* _ABOUT THIS EXERCISE_: Show each line of the data below in which "WFLY" occurs.

* _MATERIAL PROVIDED_:
######
PR #12385, opened 2019-06-24
[17.0.x] WFLY-12232 Fix FD_SOCK socket binding name/stack mismatch in legacy build template.

pferraro:
https://issues.jboss.org/browse/WFLY-12232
######
* _SOLUTION TO THIS PROBLEM_:
[17.0.x] WFLY-12232 Fix FD_SOCK socket binding name/stack mismatch in legacy build template.
https://issues.jboss.org/browse/WFLY-12232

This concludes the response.